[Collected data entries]
+---+

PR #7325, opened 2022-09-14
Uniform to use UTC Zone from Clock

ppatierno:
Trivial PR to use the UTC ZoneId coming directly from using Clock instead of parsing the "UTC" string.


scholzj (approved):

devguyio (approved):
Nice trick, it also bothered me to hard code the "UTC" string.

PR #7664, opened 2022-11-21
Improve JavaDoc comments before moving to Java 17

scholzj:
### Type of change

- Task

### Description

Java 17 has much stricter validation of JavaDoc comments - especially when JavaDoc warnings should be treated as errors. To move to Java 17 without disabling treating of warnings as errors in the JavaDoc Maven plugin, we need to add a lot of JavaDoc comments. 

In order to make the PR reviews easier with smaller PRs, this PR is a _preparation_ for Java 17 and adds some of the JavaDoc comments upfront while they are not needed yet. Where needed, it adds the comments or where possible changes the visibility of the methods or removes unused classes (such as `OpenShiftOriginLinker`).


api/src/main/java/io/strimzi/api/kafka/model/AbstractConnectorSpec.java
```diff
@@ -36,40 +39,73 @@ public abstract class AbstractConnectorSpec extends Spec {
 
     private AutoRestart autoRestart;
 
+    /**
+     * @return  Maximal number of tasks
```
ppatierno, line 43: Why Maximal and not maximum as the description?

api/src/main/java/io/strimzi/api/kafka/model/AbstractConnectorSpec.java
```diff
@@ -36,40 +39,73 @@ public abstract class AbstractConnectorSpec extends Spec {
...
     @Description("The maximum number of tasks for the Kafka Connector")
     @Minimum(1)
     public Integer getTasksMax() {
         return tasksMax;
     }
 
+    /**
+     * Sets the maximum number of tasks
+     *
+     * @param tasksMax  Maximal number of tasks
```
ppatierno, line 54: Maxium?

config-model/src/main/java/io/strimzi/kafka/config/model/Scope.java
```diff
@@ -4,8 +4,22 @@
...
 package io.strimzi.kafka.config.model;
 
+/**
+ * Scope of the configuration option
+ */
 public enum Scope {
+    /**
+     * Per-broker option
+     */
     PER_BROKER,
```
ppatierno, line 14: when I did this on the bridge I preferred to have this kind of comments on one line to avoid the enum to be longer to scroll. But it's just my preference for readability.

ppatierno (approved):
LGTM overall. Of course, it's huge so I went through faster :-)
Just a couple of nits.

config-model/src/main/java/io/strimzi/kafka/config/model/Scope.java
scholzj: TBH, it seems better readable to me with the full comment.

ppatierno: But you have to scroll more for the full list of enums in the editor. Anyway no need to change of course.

+---+

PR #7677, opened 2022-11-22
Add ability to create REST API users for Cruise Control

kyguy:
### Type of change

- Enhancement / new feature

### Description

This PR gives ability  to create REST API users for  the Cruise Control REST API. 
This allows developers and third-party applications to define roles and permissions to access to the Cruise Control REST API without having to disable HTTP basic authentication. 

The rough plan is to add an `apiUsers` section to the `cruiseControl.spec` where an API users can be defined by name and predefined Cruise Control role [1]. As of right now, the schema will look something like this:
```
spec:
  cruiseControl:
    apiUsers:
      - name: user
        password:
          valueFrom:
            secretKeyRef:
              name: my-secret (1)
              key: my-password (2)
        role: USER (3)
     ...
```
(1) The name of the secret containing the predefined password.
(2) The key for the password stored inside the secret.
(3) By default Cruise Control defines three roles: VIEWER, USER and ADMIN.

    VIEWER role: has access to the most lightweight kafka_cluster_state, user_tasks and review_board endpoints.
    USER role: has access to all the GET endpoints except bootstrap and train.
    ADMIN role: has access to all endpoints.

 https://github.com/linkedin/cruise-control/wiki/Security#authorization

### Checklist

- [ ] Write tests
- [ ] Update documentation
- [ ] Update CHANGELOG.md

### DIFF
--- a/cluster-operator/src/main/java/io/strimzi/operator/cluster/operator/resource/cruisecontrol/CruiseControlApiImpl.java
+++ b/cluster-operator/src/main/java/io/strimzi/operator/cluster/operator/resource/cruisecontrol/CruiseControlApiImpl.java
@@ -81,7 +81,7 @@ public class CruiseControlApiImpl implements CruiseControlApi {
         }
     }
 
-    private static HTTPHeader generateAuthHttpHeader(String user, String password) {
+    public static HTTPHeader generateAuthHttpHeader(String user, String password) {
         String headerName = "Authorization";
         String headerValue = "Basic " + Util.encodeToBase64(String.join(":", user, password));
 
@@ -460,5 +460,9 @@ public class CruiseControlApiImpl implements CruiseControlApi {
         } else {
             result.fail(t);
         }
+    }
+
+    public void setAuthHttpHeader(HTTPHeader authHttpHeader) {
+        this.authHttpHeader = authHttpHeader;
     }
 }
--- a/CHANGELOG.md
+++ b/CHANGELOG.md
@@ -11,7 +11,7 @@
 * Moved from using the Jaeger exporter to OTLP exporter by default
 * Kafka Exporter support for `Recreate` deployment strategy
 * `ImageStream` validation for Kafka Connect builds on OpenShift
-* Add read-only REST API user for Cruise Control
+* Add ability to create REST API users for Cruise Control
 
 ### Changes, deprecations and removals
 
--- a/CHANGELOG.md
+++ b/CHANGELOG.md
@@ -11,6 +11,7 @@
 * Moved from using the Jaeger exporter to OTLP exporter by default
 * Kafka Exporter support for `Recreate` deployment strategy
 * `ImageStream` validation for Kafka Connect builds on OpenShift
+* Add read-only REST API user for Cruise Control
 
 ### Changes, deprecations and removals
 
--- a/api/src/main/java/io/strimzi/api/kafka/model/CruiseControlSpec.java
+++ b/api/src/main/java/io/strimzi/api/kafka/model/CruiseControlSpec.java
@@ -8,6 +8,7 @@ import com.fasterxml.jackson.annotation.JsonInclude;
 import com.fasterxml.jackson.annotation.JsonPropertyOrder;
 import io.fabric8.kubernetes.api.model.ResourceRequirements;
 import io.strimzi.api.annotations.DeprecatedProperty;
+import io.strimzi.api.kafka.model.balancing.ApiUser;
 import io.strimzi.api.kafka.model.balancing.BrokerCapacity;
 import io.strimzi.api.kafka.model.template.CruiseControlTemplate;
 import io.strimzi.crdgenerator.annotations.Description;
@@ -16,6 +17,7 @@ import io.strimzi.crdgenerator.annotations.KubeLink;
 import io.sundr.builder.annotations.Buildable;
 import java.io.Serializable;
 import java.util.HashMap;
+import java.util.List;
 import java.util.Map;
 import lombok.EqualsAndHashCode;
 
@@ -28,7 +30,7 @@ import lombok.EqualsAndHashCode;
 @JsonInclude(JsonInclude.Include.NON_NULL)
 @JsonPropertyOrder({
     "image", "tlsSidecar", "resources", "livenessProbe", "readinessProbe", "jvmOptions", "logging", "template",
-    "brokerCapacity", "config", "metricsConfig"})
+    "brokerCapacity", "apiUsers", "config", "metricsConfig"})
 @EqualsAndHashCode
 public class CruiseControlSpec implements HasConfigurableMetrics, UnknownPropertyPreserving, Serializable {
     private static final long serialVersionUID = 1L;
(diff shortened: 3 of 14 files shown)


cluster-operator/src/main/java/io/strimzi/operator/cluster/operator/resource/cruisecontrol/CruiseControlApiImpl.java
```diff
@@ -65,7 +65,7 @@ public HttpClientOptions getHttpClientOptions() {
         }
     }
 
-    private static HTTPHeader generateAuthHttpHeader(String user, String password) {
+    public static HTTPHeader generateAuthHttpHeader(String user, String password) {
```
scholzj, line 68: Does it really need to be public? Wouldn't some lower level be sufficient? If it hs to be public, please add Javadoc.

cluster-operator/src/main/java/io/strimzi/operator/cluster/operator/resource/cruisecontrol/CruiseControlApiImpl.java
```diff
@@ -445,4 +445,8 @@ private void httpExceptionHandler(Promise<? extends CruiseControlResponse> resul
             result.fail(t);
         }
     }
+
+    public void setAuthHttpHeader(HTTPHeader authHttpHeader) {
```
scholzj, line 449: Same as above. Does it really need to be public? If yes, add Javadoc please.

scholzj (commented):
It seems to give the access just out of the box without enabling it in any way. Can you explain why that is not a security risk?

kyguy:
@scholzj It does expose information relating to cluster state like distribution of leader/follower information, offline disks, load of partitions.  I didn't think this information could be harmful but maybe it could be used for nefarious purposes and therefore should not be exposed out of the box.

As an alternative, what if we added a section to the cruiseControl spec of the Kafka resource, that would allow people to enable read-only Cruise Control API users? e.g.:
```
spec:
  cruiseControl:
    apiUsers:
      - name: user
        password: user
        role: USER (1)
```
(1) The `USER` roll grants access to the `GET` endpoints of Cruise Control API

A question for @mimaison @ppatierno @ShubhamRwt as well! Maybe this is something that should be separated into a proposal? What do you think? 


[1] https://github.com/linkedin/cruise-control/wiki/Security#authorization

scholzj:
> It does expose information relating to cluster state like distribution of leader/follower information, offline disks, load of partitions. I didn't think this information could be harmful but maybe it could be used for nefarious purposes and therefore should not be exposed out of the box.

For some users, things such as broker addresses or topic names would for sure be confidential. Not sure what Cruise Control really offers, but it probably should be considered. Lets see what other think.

+---+

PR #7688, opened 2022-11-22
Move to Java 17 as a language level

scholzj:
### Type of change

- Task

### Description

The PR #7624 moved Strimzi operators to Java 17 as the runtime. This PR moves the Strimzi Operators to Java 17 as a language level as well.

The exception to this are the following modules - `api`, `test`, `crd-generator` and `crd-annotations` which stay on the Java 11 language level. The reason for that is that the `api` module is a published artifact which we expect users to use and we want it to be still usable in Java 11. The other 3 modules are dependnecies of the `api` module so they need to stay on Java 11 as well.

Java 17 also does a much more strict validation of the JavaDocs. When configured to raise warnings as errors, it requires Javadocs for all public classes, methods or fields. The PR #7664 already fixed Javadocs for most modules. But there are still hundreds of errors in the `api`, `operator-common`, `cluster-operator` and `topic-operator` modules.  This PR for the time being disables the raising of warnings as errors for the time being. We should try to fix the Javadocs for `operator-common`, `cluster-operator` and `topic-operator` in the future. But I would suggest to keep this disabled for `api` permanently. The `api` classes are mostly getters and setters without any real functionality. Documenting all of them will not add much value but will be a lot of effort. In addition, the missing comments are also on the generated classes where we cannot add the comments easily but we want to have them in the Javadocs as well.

+---+

→ **Problem description**:
Pull every line containing the string "predefined" out of the data above and copy it.

→ **Written solution**:
The rough plan is to add an `apiUsers` section to the `cruiseControl.spec` where an API users can be defined by name and predefined Cruise Control role [1]. As of right now, the schema will look something like this:
(1) The name of the secret containing the predefined password.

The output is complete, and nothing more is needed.